Why do is intermittent Error "An error has occurred. Error code: 0" thrown when trying to Get Queue items or Add Transaction Items
Issue Description:
Get Queue Items Activity within a Process fails intermittently with an error "An error has occurred. Error code: 0"
Root Cause:
This error indicates that a server-side error occurred. It is the same as if the server returned a 500 error. The causes of this could be:
- Timeout on SQL query.
- A specific exception related to the query or operation itself.
- Request not reaching the Orchestrator server (In this case we would usually expect other API calls to suffer the same issue unless it's a firewall-specific setting blocking the calls).
Diagnosing the Issue:
- Gather the Robot logs. These can be gathered from the Orchestrator UI (see link) or from the Robot machine using the Diagnostic tool (see link).
- It is critical to note the timestamp of the error. It is needed to correlate the exception with Orchestrator.
- If using tools like Spunk or Elastic Search to aggregate the logs, pull the logs from there. Ideally, if the error occurred at 7 am, the logs would pull from at least the hour time range around that time (i.e. 6:30-7:30).
- For cloud, we only need the robot logs and the support ID. The rest of the steps are for on-premise only.
- Gather the Orchestrator logs. If this is a multi-node instance, the logs from all servers are needed.
- The necessary logs are the application logs and the HTTP logs. In Standalone this would be the IIS logs and in Automation Suite this is part of the log bundle. If using a tool like ElasticSearch or Splunk for logs and the IIS logs are not included, they need to be manually gathered (only applies to standalone).
- It is very important that the logs gathered include the event. If they do not we cannot make a correlation.
- Links for log gathering:
- The most common causes of these errors are DB issues. As such there are some things we can check on the DB:
- Get a count of the database rows, etc: link.
- There is no set limit on the size of the DB. The size and hardware needed for an Orchestrator DB are determined by the use case. Very generic estimates based on some use cases can be found in the docs here: link. However, actual performance may vary based on the use case and it is important to monitor the performance of the DB server.

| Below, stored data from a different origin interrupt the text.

PR #3867, opened 2025-07-01
Revert "Bump @floating-ui/react from 0.26.12 to 0.27.8 in /packages"

Faye-Xiao:
Reverts Skyscanner/backpack#3812 for a quick fix. We found an adoption issue in v37.9.0 . The consumer microsite, built with React 17.x, encounters dependency errors when attempting to adopt Backpack v37.9.0 due to the 'react/jsx-runtime' alias.
To remove the blocker of new version adoption for some cases, we decided to revert @floating-ui/react  0.26.12  for a while and **will use a new PR to solve the related issues**.

### DIFF
--- a/packages/package-lock.json
+++ b/packages/package-lock.json
@@ -9,7 +9,7 @@
       "version": "21.0.1",
       "license": "Apache-2.0",
       "dependencies": {
-        "@floating-ui/react": "^0.27.8",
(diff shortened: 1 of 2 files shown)


Faye-Xiao:
The known issue from https://github.com/floating-ui/floating-ui/issues/3240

- The count servers to give us an estimate on the DB profile. If, for example, DB maintenance is recommended, it will be based on actual performance data (i.e. the IIS logs show a long request time for basic queries, in the Orchestrator logs we see explicit timeouts, etc.).
- Hardware specs of the database server.
- Check that read committed snapshot and allow snapshot isolation are turned on (Starting on 21.10 this is mandatory to have enabled).
-
-- Check if ALLOW_SNAPSHOT_ISOLATION is enabled SELECT name, snapshot_isolation_state_desc FROM sys.databases WHERE name = 'MyDatabase';
– Check if READ_COMMITTED_SNAPSHOT is enabled
SELECT name, is_read_committed_snapshot_on
FROM sys.databases
WHERE name = ‘MyDatabase’;
-
- If deadlocks or timeouts are observed in the Orchestrator logs, a SQL profiler trace may be requested: link.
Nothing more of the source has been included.